By 1925 the number of surgeries at Pennsylvania Hospital rose from 870 (in 1900) to 4180, with a similar increase in New York, evidently showing the “penetration of the ideas associated with the doctrine of focal infection into the center of routine American medical practice” (Scull, 2005, p33).

The attraction of focal infection was not isolated to the medical community. Its correspondence with the notion of “regularity” and cleansing of the body played on the popular belief in the interconnectedness of health and hygiene. Cotton was not the first psychiatrist to apply focal sepsis in his practice. Practitioners like Lewis Bruce and Henry Upson had written about this idea as early as 1906, however to Cotton, they seemed to lack conviction, for psychosis was still seen as deeply rooted in hereditary defects. In 1916, he “embraced the theory of focal infection with an enthusiasm no one else could match” (Scull, 2005, p37), insisting that it was the sole source of his patient’s mental disturbance. However Cotton’s view became widely popular. He was offering a cure in many ways to an otherwise “incurable” group of people, giving hope to society that mental illnesses could be easily treated via the removal of the infected organ.

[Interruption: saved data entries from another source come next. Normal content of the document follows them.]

Issue #1198, opened 2023-05-31
Optimize kafka encoding


rukai:
From inspecting the flamegraph generated from `cargo windsock --profilers flamegraph --name kafka,shotover=standard,size=100KB,topology=single` it seems like the kafka encode process is a bottleneck (15% of execution time)
We should be able to improve things by using the kafka-protocol's `Encodable::compute_size` method, bubbling up the results to calculate the full size required for a message and then preallocating the space required for all messages.
Any improvements should be verified by `cargo windsock --name kafka,shotover=standard,size=100KB,topology=single`

rukai:
The core problem here was generating errors in the success path, resolved by https://github.com/shotover/shotover-proxy/pull/1281
I will have to evaluate if there is any value in https://github.com/shotover/shotover-proxy/pull/1263 but I'll close this issue since its currently not showing up in profiling.

PR #1263, opened 2023-07-26
KafkaEncoder: precompute message sizes to avoid allocations

rukai:
closes https://github.com/shotover/shotover-proxy/issues/1198

This PR implements the suggestions from the issue: All messages in a batch of kafka messages have their required space reserved in the destination buffer before encoding begins.

The microbenchmarks demonstrate improvements from this PR:
image

Edit:
Looking deeper into this I think the microbenchmarks are misleading.
The buffer is actually preallocated to 8K by tokio: https://github.com/tokio-rs/tokio/blob/6cb106c3538cf527495ef5491c088d1365b14c8e/tokio-util/src/codec/framed_impl.rs#L53
From reading the implementation it seems this internal buffer is reused forever. Once the split off BytesMut's are rejoined the capacity is reused?
So we can probably just allow it to grow and stabilize to reasonable number without having to worry about preallocations?

Things to do from here:
* Add a bench case with preallocated buffer.
* abandon this PR?

Waiting on https://github.com/shotover/shotover-proxy/pull/1281 to land so we can properly evaluate this.

### DIFF
--- a/shotover/src/codec/kafka.rs
+++ b/shotover/src/codec/kafka.rs
@@ -135,18 +135,26 @@ impl KafkaEncoder {
 impl Encoder<Messages> for KafkaEncoder {
     type Error = CodecWriteError;
 
-    fn encode(&mut self, item: Messages, dst: &mut BytesMut) -> Result<(), Self::Error> {
-        item.into_iter().try_for_each(|m| {
+    fn encode(&mut self, messages: Messages, dst: &mut BytesMut) -> Result<(), Self::Error> {
+        let mut to_reserve = 0;
+        for message in &messages {
+            to_reserve += message.bytes_len().map_err(CodecWriteError::Encoder)?;
+        }
+        dst.reserve(to_reserve);
+        let expected_len = dst.len() + to_reserve;
+
+        for m in messages {
             let start = dst.len();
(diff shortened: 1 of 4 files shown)


benbromhead:
I think you would want to run an strace on shotover to count the number of buffer allocations happening (or count it some other way) during a Kafka session. I had a look at the code you linked to on the implementation and it was hard for me to guess at what the end buffer allocation would be in the various cases (e.g. a frame larger than 8k, a frame smaller than 8k that is still being processed by shotover elsewhere while the next frame is being decoded etc such that there are multiple frames with bytes from that buffer in flight, batch frames etc). 

What does a flame graph look like at the moment as well? Are we spending a ton of time doing allocations? lot's of little ones will show up as a good amount of time on the graph right?

rukai:
Here is a flamegraph of `kafka,shotover=message-parsed,size=100KB,topology=single`: 
image
Interactive link: https://share.firefox.dev/47Vvy10


It looks like we are spending ~9% (3.8% + 5.6%) of our time in encoding, but all of that time appears to be in memcpy, it doesnt show any alloc occurring there.

rukai:
Going to close this, as per the discussion earlier, the micro benchmarks were misleading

In effect, Cotton’s application of focal sepsis was not necessarily unusual considering the context of medical developments of the time. The influences and encouragement of physicians before him may have sparked the theory in his mind. However it can be argued that Cotton’s infatuation with the theory and his single-mindedness in considering the focal sepsis as the sole source of mental illness is an act of arrogance and ignorance to the critique of the general medical community. In some ways, his conviction of the truth of this theory is commendable as this is the rigor in which scientific progress is made, however his blatant dismissal of critique and consideration of other theories may well be what led things to get out of hand.